# 8 prefernce points-elk



## MichiganHunter1971 (Jan 30, 2007)

OK i now have 8 preference points for a elk tag, wow, you think that us guys with the higher points would get picked from first wouldn't ya... I guess that makes to much sense.


----------



## Burnmtndog (Jan 8, 2008)

I drew this year with 7 points and this years chance = 8. The dnr website has the 2010 list available see how the tags were disbursed. Perhaps someone could post the link..:idea:


----------



## outdoor_m_i_k_e (Feb 3, 2005)

there are a lot of people who have been putting in for a LOT longer than that. . .

THIS years drawing had 34,981 applications. . . . and only 230 tags. . .

heres the link. . .


----------



## srconnell22 (Aug 27, 2007)

The elk draw is not set up the same as the bear draw. 

In elk, you get chances, not points...meaning your name was put into the hat 8x. So in essence, you have a better chance of getting drawn than me with 4 chances or someone with their first application in. 

If they only drew off the top, it would take something like 20 years to get to the next level of applicants...and so on. 

I like the way the elk draw is set up. But I could be bias, since I got a tag my 2nd year of applying so take my words with a grain of salt. :lol:

Here is the link the gentleman above was referring to: http://www.michigan.gov/documents/dnr/WLD_2010_Elk_Drawing_Results_325255_7.pdf

Edit: If everyone that had 8 points this year continued to apply every year, and we only drew off the top...and the number of bull licenses remained the same. It would take 70 years to get to the next level of points. 
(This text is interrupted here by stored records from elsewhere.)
PR #96, opened 2017-04-13
Explain why the RPM dependencies are so wacky

svanoort:
If we can't fix it, and the hack (pushing a nasty virtual RPM to our own repo) is essentially worse... at least we can explain why it is the way it is. 

And the reason is Oracle.  

@reviewbybees

### DIFF
--- a/suse/build/SPECS/jenkins.spec
+++ b/suse/build/SPECS/jenkins.spec
@@ -17,19 +17,11 @@ URL:		@@HOMEPAGE@@
 Group:		Development/Tools/Building
 License:	@@LICENSE@@
 BuildRoot:	%{_tmppath}/build-%{name}-%{version}
-# see the comment below from java-1.6.0-openjdk.spec that explains this dependency
-# java-1.5.0-ibm from jpackage.org set Epoch to 1 for unknown reasons,
-# and this change was brought into RHEL-4.  java-1.5.0-ibm packages
-# also included the epoch in their virtual provides.  This created a
-# situation where in-the-wild java-1.5.0-ibm packages provided "java =
-# 1:1.5.0".  In RPM terms, "1.6.0 < 1:1.5.0" since 1.6.0 is
-# interpreted as 0:1.6.0.  So the "java >= 1.6.0" requirement would be
-# satisfied by the 1:1.5.0 packages.  Thus we need to set the epoch in
-# JDK package >= 1.6.0 to 1, and packages referring to JDK virtual
-# provides >= 1.6.0 must specify the epoch, "java >= 1:1.6.0".
-#
-# java-1_6_0-sun provides this at least
-Requires:	java >= 1.6, procps
+# Unfortunately the Oracle Java RPMs do not register as providing anything (including "java" or "jdk")
+# So either we make a hard requirement on the OpenJDK or none at all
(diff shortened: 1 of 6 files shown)


suse/publish/gen.rb
```diff
@@ -24,6 +24,10 @@
 </pre>
 
 <p>
+You will need to explicitly install a Java runtime environment, because Oracle's Java RPMs are incorrect and fail to register as providing a java dependency.
```
daniel-beck: Could this list the minimum JRE by Jenkins version, or should we just say "Java 8 or GTFO"?

FTR:

* 2.54 (2017-04) and newer: Java 8
* 1.612 (2015-05) and newer: Java 7
* 1.520 (2013-06) and newer: Java 6

So let's plan the Java 9 dependency for March 2019 :-)

oleg-nenashev: The proposal from @daniel-beck LGTM

suse/build/SPECS/jenkins.spec
```diff
@@ -17,19 +17,11 @@ URL:		@@HOMEPAGE@@
...
-# satisfied by the 1:1.5.0 packages.  Thus we need to set the epoch in
-# JDK package >= 1.6.0 to 1, and packages referring to JDK virtual
-# provides >= 1.6.0 must specify the epoch, "java >= 1:1.6.0".
-#
-# java-1_6_0-sun provides this at least
-Requires:	java >= 1.6, procps
+# Unfortunately the Oracle Java RPMs do not register as providing anything (including "java" or "jdk")
+# So either we make a hard requirement on the OpenJDK or none at all
+# Only workaround would be to use a java virtual package, see https://github.com/keystep/virtual-java-rpm
+# Requires: java >= 1:1.8.0
```
oleg-nenashev: Not correct since we still package 1.7 (e.g. 2.46)

svanoort: Addressed by pegging the legacy build to a specific commit until our LTS baseline is on Java 8.

suse/publish/gen.rb
svanoort: Ehhhhhh, then we have yet another thing that must be done manually and remembered when we add Java 9 support.  And historically since this is a purely-manual process we miss things.

svanoort: But okay I guess.

oleg-nenashev:
Then it just needs a fix, which has been proposed by @daniel-beck

jtnord:
why do we still require a specific JVM in the debain package?  causes issues on Ubuntu 14.04 which is still supported by the vendor.

daniel-beck:
@jtnord Notably, this one is for the RPMs that don't require Java due to the crazy.

But yes, as I wrote in http://lists.jenkins-ci.org/pipermail/jenkins-infra/2017-April/001108.html :

> Another indication we should just remove the Java dependency, like in the RPMs, and let users figure this out themselves. It's not our problem if there's no sane way to declare a Java dependency for Debian packages.

svanoort:
@oleg-nenashev @daniel-beck Re-review when you guys get a chance?

svanoort:
@jtnord Addressed the DEB point in the https://issues.jenkins-ci.org/browse/JENKINS-43629

daniel-beck:
LGTM

PR #97, opened 2017-04-26
[JENKINS-43849] Sort RPM and DEV packages by date instead of by name

armfergom:
See [JENKINS-43849](https://issues.jenkins-ci.org/browse/JENKINS-43849)

@reviewbybees

### DIFF
--- a/bin/list-packages.rb
+++ b/bin/list-packages.rb
@@ -17,9 +17,9 @@ def list_packages(path,glob,rel)
         debs = [];
         sftp.dir.glob(path,glob) { |f| debs << f }
         
-        p=/^[^_-]+/
-        
-        debs.sort {|x,y| y.name.gsub(p,"")<=>x.name.gsub(p,"")}.each do |f|
+        versionRE=/^([^\d]+[-_])(.*)([-_].+)$/
+
+        debs.sort {|x,y| Gem::Version.new(y.name.match(versionRE).captures[1])<=>Gem::Version.new(x.name.match(versionRE).captures[1])}.each do |f|
             puts "<tr><td><a href='#{rel}/#{f.name}'>#{f.name}</a></td>"
             
             t=Time.at(f.attributes.mtime).strftime('%Y/%m/%d')


bin/list-packages.rb
```diff
@@ -17,9 +17,7 @@ def list_packages(path,glob,rel)
         debs = [];
         sftp.dir.glob(path,glob) { |f| debs << f }
         
-        p=/^[^_-]+/
-        
-        debs.sort {|x,y| y.name.gsub(p,"")<=>x.name.gsub(p,"")}.each do |f|
+        debs.sort {|x,y| Time.at(y.attributes.mtime)<=>Time.at(x.attributes.mtime)}.each do |f|
```
recena: Order by date can work with the most of the cases but an order by name, taking into account the version naming, would be better.

armfergom: Comparing the versions would be simple using:

```
 Gem::Version.new(a) <=> Gem::Version.new(b
```

which is available in the machine this scripts are executed, so all good.

However, if you ask me, this implies extracting the version number from the `name` using a regex and that may be fragile if the package naming strategy changes for some reason. I still think that ordering by date is the correct, most simple and logic approach.

I will implement the suggested approach anyway so that it can be discussed.

armfergom:
Thanks for the reviews. I have changed the implementation and we are now ordering by version. Please, hold off on merging as I am now performing some tests to be sure this doesn't break anything. Will let you know when this is ready for merging.

recena:
@armfergom How did you try this? Could you show a screenshot?

armfergom:
My previous comment:

> Please, hold off on merging as I am now performing some tests to be sure this doesn't break anything.

For now, I have tested with a basic Ruby script that tests the regex and group capturing works. That's all:

```
versionRE=/^([^\d]+[-_])(.*)([-_].+)$/
string="jenkins-_2.32.2_all.deb"
p string.match(versionRE).captures[1]
```

Output:

```
2.32.2
```

Tested with different outputs. But anyway, see my previous comment. Have not run the packaging scripts yet to test, but will and will update the PR with screenshots or whatever proves this works..

armfergom:
I confirm that the new ordering works as expected. IMHO, this is ready to merge.

recena:
@armfergom Could you share a screenshot of the HTML generated?

recena:
@daniel-beck Any chance to get this PR merged?

armfergom:
@svanoort any chance we can get this merged?

svanoort:
Ask I told @recena when he asked, @armfergom, include those screenshots (publicly) so others can see that we verified it works correctly, and I will merge.

armfergom:
@svanoort a test I have made locally.

## Before this PR
current ordering 1

## After this PR
new ordering 1

svanoort:
Thanks, looks reasonable to me.  Merging as a maintainer since this has had double reviews already.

I like the current system.


----------



## Burnmtndog (Jan 8, 2008)

outdoor_m_i_k_e said:


> there are a lot of people who have been putting in for a LOT longer than that. . .
> 
> I am one of those who applied annually well before the point system was implemented. The fact remains, regardless of how many times one applies there are some who will never draw a tag.


----------



## BWHUNTR (Oct 3, 2008)

Don't get me wrong, I would love to pull the tag here in Michigan. I have the max points alloted for as well, but to get the "Bull Only" tag through the Michigan drawing, its simply going to take a miracle. 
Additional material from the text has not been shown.